The biggest PE funds (for example Blackstone Group) have moved to partially offset the above effects by purchasing high-interest rate subordinate debt, mezzanine funding, and bridge loans, an area traditionally dominated by hedge funds.
Targeting the Masses
Private equity firms have diversified their fundraising by launching funds that require smaller minimum investments, such as mutual funds and publicly traded funds.
PE funds, with their illiquid holdings and high minimum investments, have traditionally been associated with the wealthy. But by launching mutual funds (with minimums of $2,000) and publicly traded funds (with even lower minimums), the funds now have access to the masses of retail investors.
KKR Asset Management, the hedge fund arm of KKR, launched the KKR Alternative High Yield (KHYLX) mutual fund in November 2012. The fund predominantly invests in high-yield fixed and floating-rate credit products, providing investors with access to the nonpublic high-yield credit market. Blackstone Alternative Asset Management also filed applications last month to commence a new mutual fund.
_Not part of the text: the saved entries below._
PR #31359, opened 2021-02-17
[master]Use empty map if value is nil

StrongMonkey:


pkg/catalogv2/system/system.go
```diff
@@ -283,6 +283,12 @@ func (m *Manager) isInstalled(namespace, name, version, minVersion string, desir
 		if release.Info.Status != release2.StatusDeployed {
 			continue
 		}
+		if desiredValue == nil {
+			desiredValue = map[string]interface{}{}
+		}
+		if release.Config == nil {
+			release.Config = map[string]interface{}{}
```
ibuildthecloud, line 290: can you not modify the original object, make a new variable for it.

StrongMonkey:

ibuildthecloud (approved):

PR #31360, opened 2021-02-17
[2.5]Use empty map if value is nil

StrongMonkey:


StrongMonkey:

ibuildthecloud (approved):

Ackermans & van Haaren NV (ACKB) is a Belgian trust, which invests in middle-market companies in Europe, including investments in other private equity funds.
TXU Acquisition Dents PE Rep
The 2007 acquisition of Texas power company TXU Corp.—at $45 billion—is the biggest private equity leveraged buyout ever in nominal value. But today it has also become one of the biggest busts and a black eye for the leveraged buyout industry.
TXU, which has subsequently changed its name to Energy Future Holdings Corp., was acquired by TPG Capital, Goldman Sachs Capital Partners, and KKR & Co. (the private equity pioneer formerly known as Kohlberg Kravis Roberts, which famously led the leveraged buyout of RJR Nabisco in 1988) at the height of the leveraged buyout frenzy in 2007 in a club deal. A club deal is an acquisition sponsored by a consortium of private equity firms.
The acquisition was a bet on a rise in natural gas prices. However, an oversupply of natural gas and stabilization of oil prices due to the financial crisis have choked natural gas prices. Natural gas futures are now trading at around $4.14 per Btu—and that’s after a recent rally—compared with $6.88 per Btu at the time of acquisition in 2007. In addition, the buyout left Energy Future Holdings saddled with more than $50 billion in debt, and today, the company is struggling to meet cash flow obligations and is mulling bankruptcy reorganization.
Last week, CreditInsights Inc. estimated that lenders providing financing for the TXU buyout may recover as little as 74 cents on the dollar.
Club Deals Becoming Rarer
The TXU buyout, along with a host of other factors, has made such mega club deals unpopular with private equity firms.
The perception is that the bigger the investment, the more difficult it is to generate returns. The decision-making process also slows down as more firms get involved during the deal cycle. In addition, the large amount of capital tied up in one investment could hamper capital deployment elsewhere in the fund.
“You won’t see as many PE firms teaming up with each other as you did before,” Carlyle Group co-founder David Rubenstein told the audience at a Thomson Reuters conference in Boston earlier this month. “Today, what investors want is to co-invest. They want to go into a fund, but co-invest additional capital—no fee, no carry—and since so many large investors have that interest, they are now going to GPs (general partners) like us and saying ‘If you have a big deal, don’t call up one of your brethren in the private equity world. Call us up.’”
Rubenstein is conveying that wealthy investors are willing to act as co-investors alongside the funds, instead of putting their money in a fund, which generates management fees and carried interest for the fund managers. This cuts costs for investors, but lowers revenue at private equity funds.